Several possible mechanisms have been described to explain the association between low serum vitamin D levels and the increased risk of developing PAD. In vitro studies, vitamin D levels have shown an association between obesity, diabetes and dyslipidemia [22,23,24], which are all significant risk factors for PAD. In the present study, even excluding the influence of PAD risk factors, the relationship between serum 25(OH)D levels and PAD was still present, which means maybe some other mechanisms are also involved. First, in vivo studies, active vitamin D calcitriol inhibits endothelial cell activation and TNF-α adhesion molecule expression, which play a role in the various stages of atherosclerosis [25]. Second, vitamin D can modulate and regulate the activity of inflammatory cytokines such as TNF-α and IL-10, and thus influencing the atherosclerotic process [26]. In addition, vitamin D may increase platelet aggregation and thrombogenesis [27]. Importantly, low levels of vitamin D may upregulate the renin-angiotensin-aldosterone system (RAAS) [28],which could stimulate collagen formation, matrix remodeling and vascular hypertrophy, increase oxidant stress, depress nitric-oxide-dependent signaling, and reduce elastin synthesis [29], leading to the development of atherosclerosis.

Nomograms, as statistical tools, have been widely used to aid clinical decisions.

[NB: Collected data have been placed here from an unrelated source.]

PR #7355, opened 2024-06-18
fix: keep connectors after note converted to linked doc

akumatus:
Use `doc.deleteBlock` instead of `deleteElements` to delete selected note element.

### Why make this change?
In function `deleteElements`,  the value get immediately from `service.surface.getConnectors` is outdated after modify the connector data. Because the `_elementToConnector` map is updated in the event thrown by Y.js, which is a  asynchronous process.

Nomograms could help physicians not only to estimate the likelihood of a specific event for an individual subject (i.e. cancer survival time), but also to predict the outcome using combined clinical risk factors [30]. In the present study, we developed a nomogram-illustrated model to assess the risk of PAD in T2DM patients, which may be used in clinical practice and to inform patients about their risk of developing PAD. Furthermore, the nomogram may be applied for preventing PAD, such as losing weight, better control of blood glucose and supplementation of vitamin D. However, more evidence from randomized controlled trials will be required to evaluate the effect of the preventive therapeutic strategies with the risk factors in the nomogram.

There are some limitations to our study conclusions. First, this was a cross-sectional study and residual confounding factors may have remained, so it is difficult to conclude definitive cause-effect relationships. Second, as a single center hospitalized study, the enrolled patients may be different from the actual demographic profile of Beijing. Third, the number of patients in the study was relatively small. And a larger sample size prospective study will be preferable. Fourth, we did not differentiate symptomatic and non-symptomatic patients with PAD in the current study. Finally, ABI was the only measurement used to diagnose PAD. Ultrasonography and angiography of the lower extremities should be conducted in the future studies.

Conclusions

Reduced serum vitamin D levels increased the risk of PAD in T2DM patients. This association was still strong after adjustment for known PAD risk factors and related indications of diabetes. Considering PAD is a very common and severe complication of T2DM, randomized intervention clinical studies should be carried out to verify the effect of vitamin D supplementation on PAD.